Это им совсем не понравилось. Может, им показалось, что я их как-то принизил, задрав кверху сумку? Но я, естественно, не собирался выпускать ее из рук. И тут они начали хватать все, что попадалось им под руку, – куски труб, битые бутылки… Я уже точно не помню что, понимаешь? Короче, я был вынужден отложить сумку в сторону.
Все, больше ничего и не потребовалось. Но, когда я завалил всех пацанов на землю и, собственно говоря, не знал, что делать дальше, тогда я увидел на тротуаре пожилого мужчину. Он был так великолепно одет, что я тут же уверился: мне сейчас влетит по полной.
Это был мой благодетель.
* * *
Энтони Браун замолчал, ожидая, что мой отец как-то отреагирует на его рассказ. А отец заснул, так как не понимал по-английски ни слова. Темнокожий рассказчик вздохнул, взял из его рук шляпную картонку и поставил ее на верхнюю койку. Затем рывком поднял отца на ноги:
– Так не годится, приятель, совсем не годится!

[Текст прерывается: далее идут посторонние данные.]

PR #2228, opened 2024-07-25
[pydanticgen][minor] Implement `equals_string`, `equals_string_in`

sneakers-the-rat:
Somewhere along the line we lost the ability to do `equals_string`, and also we don't know how to do `equals_string_in` yet in pydanticgen. Restored that functionality so we use literals for that.

for the sake of concreteness...

```yaml
id: test_schema
name: test_info
imports:
  - linkml:types
classes:
  A:
    attributes:
      my_slot:
        range: string
        equals_string: THE TRUE STRING
        required: true
      my_slot_2:
        range: string
        equals_string_in:
        - ONE STRING
        - TWO STRING
        required: true
```

gets you

```python
class A(BaseModel):
    my_slot: Literal["THE TRUE STRING"] = Field(...)
    my_slot_2: Literal["ONE STRING", "TWO STRING"] = Field(...)
```

also `predefined_slot_value` was broken because it turns out there's a little inconsistency in the pydantic generator about when exactly we camelcase the class names. It missed predefined slot values for any class name that changes when it's camelcased - so i fixed that and also changed the test class name to one of those to prevent regressions.

edit: actually i moved that last part to #2229


cmungall:
Thanks!

I'd also like to add this in the compliance tests. Currently we do have tests for equals_string and equals_string_in, but they are bundled in with boolean tests in test_boolean_slot_compliance. We should probably have an atomic test for this.

Which would you prefer

1. merge this PR now and we can do a separate compliance test later (fastest)
2. you include in this PR (next fastest)
3. I'll contribute to your PR and add this (slowest :-)

sneakers-the-rat:
I got it, am just sitting down to my keyboard now :)

sneakers-the-rat:
OK I think i did it, i honestly find the compliance tests sort of hard to think about - i really like the idea but each test requires so much special casing in the body of the test function, and i almost did it incorrectly bc i didn't realize the 'key' for the generation step needs to be unique or else i was reusing old models. what would be really nice to have is a set of fixtures, each of which is parameterized with all the test cases that currently go into each compliance test, and then to declare that a given framework implements that metamodel feature i request the relevant fixture and can then handle each of the framework-specific things in a separate test function. side bonus of then we need to run way fewer tests bc currently we are effectively skipping many tests via the `INCOMPLETE` implementation but still taking time to generate framework output for them.

anyway a conversation for another day, i think what i did is correct there but not really sure.

PS. I also implemented `equals_string_in` for the json schema generator bc it seemed easy enough to do, but not really familiar with that generator so lmk if i did that wrong.

cmungall:
Thx! Fully agree, made a new issue for the compliance suite comments

The SchemaLoader issue is unexpected, need to look into that more...

Issue #2219, opened 2024-07-23
`induced_slot` mutates values and does a hidden `deepcopy` and generators have become reliant on that


sneakers-the-rat:
**Describe the bug**

this is a pretty whacky one!!!! has taken me about 8 hours to wrap my head around...

So i was out perfbusting, right. and `induced_slot` was as usual, the culprit. 

## Act 1: `required`

So first I noticed that attributes are set on the wrong object here, on the `slot` class rather than the `induced_slot` - that's bad right? we're mutating the parent slot that we copied from, defeating the purpose of the copy:

https://github.com/linkml/linkml-runtime/blob/984e4b2657f681dfa50e4cbd692bdb946ea56976/linkml_runtime/utils/schemaview.py#L1380-L1383

So i swapped that out with `induced_slot` in both places and got an error in this test: https://github.com/linkml/linkml/blob/bd49d48575d20e80875c2e1ef735d910f3a0d250/tests/test_compliance/test_core_compliance.py#L505

for the SQL generator, the `id` slot is no longer required. This fails in a few different tests for a few generators - the SQL generators and the SHACL generators. 

i was like "oop, that's definitely a bug," because we shouldn't be depending on accidental mutation of the parent `slot` object, and started opening this issue.

But i wanted to have a working version of the method in hand, so i kept working and things got stranger...

## Act 2: `slot_usage`

The main thing i wanted to tackle `induced_slot` doing this iteration over `(n fields in SlotDefinition) * (n parent classes)` here: **https://github.com/linkml/linkml-runtime/blob/984e4b2657f681dfa50e4cbd692bdb946ea56976/linkml_runtime/utils/schemaview.py#L1352-L1374**

I figured "hey all that's doing is grabbing `slot_usage` and updating from it, so why don't get just iterate over `class_ancestors` and only do stuff if `slot_usage` is declared for that ancestor and cut out like 99% of the iteration time." 

So I refactored it to do so and then got a bug that i couldn't explain at all - in `test_slot_usage` ( https://github.com/linkml/linkml/blob/bd49d48575d20e80875c2e1ef735d910f3a0d250/tests/test_compliance/test_inheritance_compliance.py#L456 ) the SQL generator was making an SQLA model like...

(in pseudocode bc i can't remember how i got it to display the generated SQLA as i'm writing this)

```python
class D():
    s1_id: 'Y' = ForeignKey('X.id')
    relations = Relation('Y')
```

[...]

PR #2229, opened 2024-07-25
[pydanticgen] make default for `Optional[<T>]` always be `None`

sneakers-the-rat:
What @daniel-ji was working on over in https://github.com/linkml/linkml/pull/2201 intersected with what i was working on in https://github.com/linkml/linkml/pull/2228. Also related to https://github.com/linkml/linkml/pull/2019#issuecomment-2019224575 and recent problems in https://github.com/linkml/linkml/issues/2219 via the pattern of multivalued optional slots causing problems in the python generator.

to quote that:

> This should generally be true, right? 
>  - if a slot is `required`, i would expect there to be no default or default factory (unless there is an `if_absent` or other precomputed value), and for models to fail validation is no value is passed. 
> - if a slot is not `required`, the type annotation should be wrapped in `Optional[]` and the default should be `None`. 
> 
> [`Optional` is an alias for `Union[X, None]`](https://docs.python.org/3/library/typing.html#typing.Optional), so there should be a three way definitional equality
`required: false === Optional[] === default = None`

previously in 2019 i had changed the test, but only fixed the behavior by accident by breaking all predefined values for class names that change when they are camelcased - my bad. 

when there is no predefined value and a slot isn't required, the template class `PydanticAttribute` handles setting the default in the `Field` to `None`. 

this builds off 2201 so that should be merged first i think


cmungall (approved):

glyg:
Hi,

Yesterday I re-generated my pydantic classes from the linkml schema after not touching it for a few months.

I understand the rationale behind this change, but my code happens to rely a lot on the previous behaviour, as I assumed throughout that my multivalued class attributes were initialised as empty lists I could `append` to. Now I get `object of type None have no append method` errors.


What would be the best strategy for me to restore the `default_factory` behaviour?

I can always do 

```python
if my_obj.my_multivalued_slot is None:
    my_obj.my_multivalued_slot = []
my_class.my_multivalued_slot.append(var)
```

but this has to be done in a lot of places, as I tend to instantiate minimal objects and populate them later.

Thanks for any hint on how to solve that :)


Best
Guillaume

sneakers-the-rat:
probably the easiest thing to do would be to override the `attribute` template so e.g. `{% if multivalued and not required %}default_factory=list{% endif %}`

https://linkml.io/linkml/generators/pydantic.html#cmdoption-gen-pydantic-template-dir

glyg:
Thanks a lot for the super fast answer, and the rest of your worked :)
The fix works

cmungall:
I don't think the template solution is best in the long term. I don't love combinatorial explosion of flags but having some kind of flag here (at the pydanticgen level, potentially later in the schema).

There is a lot of code in the wild that is written to use the generated dataclasses. It would be great if it could just be swapped out without lots of null checks before appending..

sneakers-the-rat:
I'm looking at the linked PR, why is it unclear when the values should exist? I.e. why couldn't the models be initiated so they have a known null state and are then populated by assignment, or have the values computed and passed at instantiation, rather than being appended in a for loop?

sierra-moxon:
https://github.com/linkml/linkml-map/pull/87

sneakers-the-rat:
yes that is the above template workaround, it looks like that was the successor to https://github.com/linkml/linkml-map/pull/86 
i can see why an option might be useful, and that would be relatively straightforward to propagate through the template models. i think some of the awkwardness there could be handled by inverting the order of instantiation -> population to population -> instantiation and making types that handle the list -> dict[name, item] coercion (you'll want to do that with pydantic models anyway, since pydantic validation/coercion doesn't work when you mutate a collection instance's members instead of passing them on instantiation). less boilerplate overall.

for general use i still think the default should be for "no value present" to be distinguishable from "empty collection present," but i don't see a problem with having an option for collapsing them. want me to write that?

От таких перемещений Лео пришел в себя, но, прежде чем он успел запротестовать, Энтони забросил его себе на плечо и так и пошел: из каюты в коридор, вдоль по коридору, из коридора – в другой, вверх-вниз, туда-сюда, пока наконец не добрался до кают-компании. Там уже вовсю отплясывал народ, зал был богато украшен воздушными шарами и таким замысловатым переплетением красных, белых и голубых бумажных цепочек, что это смахивало на кишки синего кита. На стене, прямо над длинным столом капитана, висел портрет мужчины с пышными седыми бакенбардами [6]. Над портретом был растянут транспарант с надписью от руки: 17 ИЮНЯ 1944 г.[7]
На подмостках у танцплощадки играл оркестр. В толпе празднующих толкался мужчина в костюме обезьяны и спрашивал всех подряд: “Ну как я был, ничего?” “Прекрасное выступление!” – отвечали собравшиеся и продолжали пить. И петь. Тут пели за каждым столом и не везде одно и то же.
Проследовав прямиком к столу капитана, Энтони сбросил с плеча свою ношу. Отец мешком шлепнулся на обитый плюшем стул рядом с коренастым прилизанным джентльменом – тенором Óли Клńнгенбергом. Тот возвращался домой в Исландию.
Подавшись вперед, тенор обратился к Лео:
– Добрый вечер, э…
Это элегантное “э”, увенчавшее его обращение, Оли Клингенберг подхватил в Вене, где у проезжих улиц и на площадях есть множество открытых кафе. Официанты там никогда не слышат, что заказывают посетители, посетители не слышат, что переспрашивают официанты, и поэтому и те и другие говорят: “Э?”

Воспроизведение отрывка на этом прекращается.